Да и во всем мире к тому времени произошла глобальная смена идеалов. Эти идеалы, вероятно, сохранялись тогда только в России. «Выходило так, — говорит Катков, — что самодержавие как институт дает самые благоприятные условия для воспитания личности, совершенно чуждой стяжательству и низким инстинктам». Такие личности в начале двадцатого века были не очень-то и нужны. А революция не просто сменила идеалы — она их упразднила. Ильин говорит об этом так: «По прозорливому слову Достоевского — русский простой народ понял революционные призывы (Приказ № 1) и освобождение от присяги — как данное ему «право на бесчестие» и поспешил бесчестно развалить фронт, удовлетвориться «похабным миром» и приступить к бесчестному имущественному переделу».

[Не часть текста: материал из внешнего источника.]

PR #480, opened 2018-11-15
MVP add contacts feature

kevindew:
Trello: https://trello.com/c/a80pDKyV/412-browse-and-insert-a-contact-into-markdown

nov-15-2018 13-40-06

This card will be followed up with some design tweaks. More info in commits, main commit info below: 

This implements the design to insert contacts into a document that
involved loading a new page - with the intention of avoiding a modal
window and having an identical JS and No JS experience.

It involves allowing a user to submit the edit content with a different
button and because of that button changing the behaviour of the update
action to redirect the user to a select contact view. When this form is
submitted it then redirects the user back to the edit content form.

This approach is hopefully not something we will keep long term or use
again as it suffers from a number of issues:

- User can be prevented from getting to the insert contact screen by a
  validation error
- A new entry in the document history will be created each time the user
  submits either form
- We can't insert at a particular point in the textarea field easily and
  thus append to the end of the string
- We have to closely embed which field will be amended with the
  DocumentContactsController which doesn't make it particularly friendly
  to the format system

There are a number of approaches that could solve one or more of these
issues but will likely cause the complications and exceptions for this
to increase - whereas it probably makes sense to be entirely in the
concern of the govspeak editor.

### DIFF
--- a/app/controllers/document_contacts_controller.rb
+++ b/app/controllers/document_contacts_controller.rb
@@ -4,6 +4,9 @@ class DocumentContactsController < ApplicationController
   def search
     @document = Document.find_by_param(params[:id])
     @contacts_by_organisation = ContactsService.new.all_by_organisation
+  rescue GdsApi::BaseError => e
+    Rails.logger.error(e)
+    render "search_api_down", status: :service_unavailable
   end
 
   def insert
--- a/app/controllers/document_contacts_controller.rb
+++ b/app/controllers/document_contacts_controller.rb
@@ -1,0 +1,28 @@
+# frozen_string_literal: true
+
+class DocumentContactsController < ApplicationController
+  def search
+    @document = Document.find_by_param(params[:id])
+    @contacts_by_organisation = ContactsService.new.all_by_organisation
+  end
+
+  def insert
+    document = Document.find_by_param(params[:id])
+    contact_markdown = "[Contact:#{params.require(:contact_id)}]\n"
+
+    body = document.contents.fetch("body", "").chomp
+    document.contents["body"] = if body.present?
+                                  "#{body}\n\n#{contact_markdown}"
+                                else
+                                  contact_markdown
+                                end
+
+    DocumentDraftingService.update!(
+      document: document,
+      user: current_user,
+      type: "updated_content",
+    )
+
+    redirect_to edit_document_path(document) + "#body"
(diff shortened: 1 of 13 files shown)


app/controllers/document_contacts_controller.rb
```diff
@@ -0,0 +1,32 @@
+# frozen_string_literal: true
+
+class DocumentContactsController < ApplicationController
+  def search
+    @document = Document.find_by_param(params[:id])
+    @options = ContactsService.new.all_by_organisation.flat_map do |org|
+      org["contacts"].map do |contact|
+        ["#{contact['title']} - #{org['name']}", contact["content_id"]]
```
benthorner: This feels a little bit weird in here as it's specific to the view code that wants to use it. Could we leave it to the view code, like we do elsewhere?

app/controllers/document_contacts_controller.rb
```diff
@@ -0,0 +1,32 @@
...
+      end
+    end
+  end
+
+  def insert
+    document = Document.find_by_param(params[:id])
+    contact_markdown = "[Contact:#{params.require(:contact_id)}]\n"
+
+    body = document.contents.fetch("body", "").chomp
+    document.contents["body"] = if body.present?
```
benthorner: Could do `body.to_s + ...`.

benthorner:
Oh, and I noticed we're not explicitly checking that we bypass the requirements stuff without a title, as the factory puts one in by default. I'm kind of tempted to just remove the check and let the debt be more obvious; or you could unset it in the test so we check it works implicitly :-).

spec/features/editing_content/insert_contact_spec.rb
```diff
@@ -0,0 +1,52 @@
...
+    and_i_go_to_add_a_contact
+    when_i_select_a_contact
+    then_i_can_see_the_contact_in_the_body
+  end
+
+  let(:organisation) { { "content_id" => SecureRandom.uuid, "internal_name" => "Organisation" } }
+  let(:contact) do
+    {
+      "content_id" => SecureRandom.uuid,
+      "locale" => "en",
```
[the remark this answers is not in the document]
kevindew: Good point, was used in an earlier iteration before I just went full on only get english - now removed.

PR #485, opened 2018-11-15
Centralise requirements

benthorner:
https://trello.com/c/4iKDzhBY/417-separate-saving-a-change-from-the-creation-of-a-preview

This is my attempt to centralise the way we check draft and publish requirements for documents and images in the application, so that it's more consistent and everything is easier to find.

All the centralising stuff is done in the first commit, which could be split up for images and documents, but I think seeing it all together helps identify the change more clearly.

The checks haven't changed, and we still show any pre-draft issues on the document and image edit pages when the user tries to save. But we also now show them on the summary screen, which means the user has a single point of reference for issues with their document; this has the side-effect of resolving a bug where the user aborts uploading an image, which then has no alt text.


app/controllers/publish_document_controller.rb
```diff
@@ -4,7 +4,7 @@ class PublishDocumentController < ApplicationController
   def confirmation
     @document = Document.find_by_param(params[:id])
 
-    if PublishingRequirements.new(@document).errors?(tried_to_publish: true)
+    if Requirements::Checker.new(@document).pre_publish_issues(raise_exceptions: true).any?
```
kevindew: I found the raise_exceptions argument a bit confusing as I read it as I expected that to mean we wanted to raise exceptions for issues rather than return an array (I was initially going to comment asking if `any?` did anything)

If I understand right this raise_exceptions is for when we fail to check if they added topics or not - working on that assumption I don't think we actually want to raise an exception and instead just have an issue that they need to require topics? so argument could be like `require_topics_check` or similar - what do you think?

app/services/requirements/checker.rb
```diff
@@ -0,0 +1,28 @@
...
+        issues += ImageChecker.new(image).pre_draft_issues.to_a
+      end
+
+      issues += DocumentChecker.new(document).pre_draft_issues.to_a
+      CheckerIssues.new(issues)
+    end
+
+    def pre_publish_issues(params)
+      issues = []
+      issues += DocumentChecker.new(document).pre_publish_issues(params).to_a
```
kevindew: Super minor - but these two lines could be just `issues = DocumentChecker.new(document).pre_publish_issues(params).to_a`

app/services/requirements/image_checker.rb
```diff
@@ -0,0 +1,36 @@
...
+      if @image.caption.to_s.length > CAPTION_MAX_LENGTH
+        issues << Issue.new(:caption, :too_long, max_length: CAPTION_MAX_LENGTH, filename: image.filename)
+      end
+
+      CheckerIssues.new(issues)
+    end
+
+    def pre_draft_issues
+      pre_draft_metadata_issues
+    end
```
kevindew: I think this would be better if we just had a single `pre_draft_issues` method here as I found the metadata aspect to be a bit confusing. My thought in https://github.com/alphagov/content-publisher/pull/485/files#diff-3fc221a1b655a04cb0f87aa766b94161R74 was "why do we only care about metadata issues" ? 

I'm assuming you've done this with consistency with DocumentChecker but I think these classes are somewhat different as that class has a wider responsibility of the document - whereas this is focussed on images

app/services/requirements/document_checker.rb
```diff
@@ -0,0 +1,64 @@
+# frozen_string_literal: true
+
+module Requirements
+  class DocumentChecker
```
kevindew: Should this class have a concern about required tags? like organisations for instance?

app/services/requirements/checker.rb
```diff
@@ -0,0 +1,28 @@
+# frozen_string_literal: true
+
+module Requirements
+  class Checker
```
kevindew: I'm curious about the relationship between this class, DocumentChecker and their responsibilities. Is this class intended to cover the entire document from a user perspective and the DocumentChecker and ImageChecker are mapped to the models of `Document` and `Image` respectively or is it different?

app/services/requirements/document_checker.rb
```diff
@@ -0,0 +1,64 @@
...
+        issues << Issue.new(:change_note, :blank)
+      end
+
+      begin
+        if document.document_type_schema.topics && document.topics.none?
+          issues << Issue.new(:topics, :none)
+        end
+      rescue GdsApi::BaseError => e
+        Rails.logger.error(e)
+        raise if raise_exceptions
```
kevindew: Another minor one, but if we're intending to re-raise the exception it's probably reasonable for the higher point in the stack to decide on whether to log it or not (to save it being logged multiple times)

config/locales/en/requirements.yml
```diff
@@ -0,0 +1,39 @@
+en:
+  requirements:
+    title:
+      blank:
+        short_message: Enter a title
+        long_message: Enter a title
+      too_long:
+        short_message: "Enter a title that is fewer than %{max_length} characters long"
+        long_message: Enter a shorter title
```
kevindew: When you explained the long and short message they made a lot of sense but seeing them they're actually pretty confusing as often the short is longer than the long message. I assume you're also a little uncomfortable with this ;)

Of course the big challenge is what is a more appropriate name. Suggestions I have (with no presumptions they are good) are:

in_context_message / out_context_message
context_message / summary_message

with my brain trying to formulate ideas about how some messages are instant, transient, in context, in response to an initial form submission and other ones are more permanent, out of context, shown in a wider summaries. 

Don't know if that's helped at all?

app/services/requirements/checker.rb
benthorner: Done :-).

app/services/requirements/document_checker.rb
benthorner: Good point - removed.

app/services/requirements/document_checker.rb
benthorner: My intention here was just to centralise the existing requirements, rather than add new ones. We don't currently check for tag stuff, but maybe this should be a card. I think this would be in a different PR, anyway.

app/controllers/publish_document_controller.rb
benthorner: It is actually intended that we raise an exception and fail - this is documented on the card. Without the Publishing API we can't know if the document meets the requirements or not, but we also don't want to show an incorrect message 'Add a topic' to the user. Telling a little lie and saying their publish operation 'failed' was decided to be the best behaviour. This is why the flag is generically 'raise_exceptions', as it applies for anything where the check is undecidable.

app/services/requirements/image_checker.rb
benthorner: Resolved as discussed - the update action should check specifically for metadata issues, as this is what it's updating.

app/controllers/publish_document_controller.rb
benthorner: Resolved as discussed ^^^.

app/services/requirements/checker.rb
benthorner: We discussed this and came up with a plan to split the DocumentChecker into separate classes, freeing up the name 'DocumentChecker' to be the thing that runs all the checks.

config/locales/en/requirements.yml
benthorner: Good point - I've gone with 'form_message' and 'summary_message', which I think captures it quite well.

benthorner:
@kevindew this should be ready for another look now :-).

app/services/requirements/topic_checker.rb
```diff
@@ -0,0 +1,28 @@
+# frozen_string_literal: true
+
+module Requirements
+  class TopicChecker
+    TITLE_MAX_LENGTH = 150
```
kevindew: I don't think you meant for this to be here.

app/views/document_images/edit.html.erb
```diff
@@ -25,7 +27,7 @@
         },
         name: "alt_text",
         value: @image.alt_text,
-        error_message: @errors&.fetch("alt_text", nil)&.join("<br/>"),
+        error_message: alt_text_errors&.any? ? alt_text_errors.join("<br/>") : nil,
```
kevindew: Super minor and hopefully I didn't say this before but can't this just be `alt_text_errors&.join("<br>")` as that'll return nil?

spec/features/workflow/drafting_requirements_spec.rb
```diff
@@ -1,56 +1,30 @@
...
+  scenario do
+    given_there_is_a_document
+    when_the_document_has_issues_to_fix
+    then_i_see_a_warning_to_fix_the_issues
 
-  def and_save_a_title_which_has_multiple_lines
-    fill_in "document[title]", with: "MULTIPLE LINES ARGHHH \r\n 2nd line"
-    click_on "Save"
+    #when_i_try_to_generate_a_preview
+    #then_i_see_an_error_to_fix_the_issues
```
kevindew: Are these meant to be commented out?

app/services/requirements/topic_checker.rb
benthorner: Thanks :-).

app/views/document_images/edit.html.erb
benthorner: Not quite - if there are no errors, we need to return nil instead of an empty string.

spec/features/workflow/drafting_requirements_spec.rb
benthorner: I thought I'd write them here, as otherwise it didn't feel like a 'drafting requirements' spec. Would you prefer them left out?

app/views/document_images/edit.html.erb
kevindew: ooh good edge case catch 👍

spec/features/workflow/drafting_requirements_spec.rb
kevindew: Yeah it looks a bit like a WIP to me with these commented out. I think the commit message would be the appropriate place to explain further info.

The presence of them confuses me so I'd suggest removing.

benthorner: OK. Done.

app/views/document_images/edit.html.erb
benthorner: And now it's redundant with the update to publishing components :-).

Но что взять с этих трех причин? Они стихийны. Силы могут действовать разные, многие из них неподвластны человеку, а многие просто неизвестны ему. Дело человека — разобраться в своем положении и исполнить свой долг независимо от точки зрения посторонних.
Главное противоречие концепции тех, от кого в февральские и мартовские дни зависел ход событий, заключалось в том, что они хотели спасти монархию ценой отречения Государя. «Отречение государя давало возможность укрепить строй», — говорит Гучков. «Отречение я считал актом несколько вынужденным, но все же вместе с тем полудобровольным, известной жертвой, которую государь приносит на благо отечества». Именно так казалось Алексееву, Рузскому, Родзянке и все главнокомандующим, призывавшим Государя отречься ради счастья России. «А идея о том, что Императорский трон ничем не заменим в России, что Государю невозможно отрекаться и что нужно помогать ему до конца и не покидать его с самого начала — была многим, по-видимому, чужда», — пишет Ильин. Именно отречение Государя превратило «бабий хлебный бунт», как назвал февраль 1917 г. Солоневич, в революцию. Именно отречение Государя было гранью, за которой монархия теряла смысл своего существования. Ко времени переворота в Российской Империи почти угасло понимание сущности самодержавия. «За последние десятилетия, — говорит Ильин, — русский народ расшатал свое монархическое правосознание и растерял свою готовность жить, служить, бороться и умирать так, как это подобает убежденному монархисту».
Ильин, говоря о революции, немалую долю вины возлагает на монархистов. Вина эта, по его мнению, заключается в том, что они не поддержали Государя в феврале 1917 г.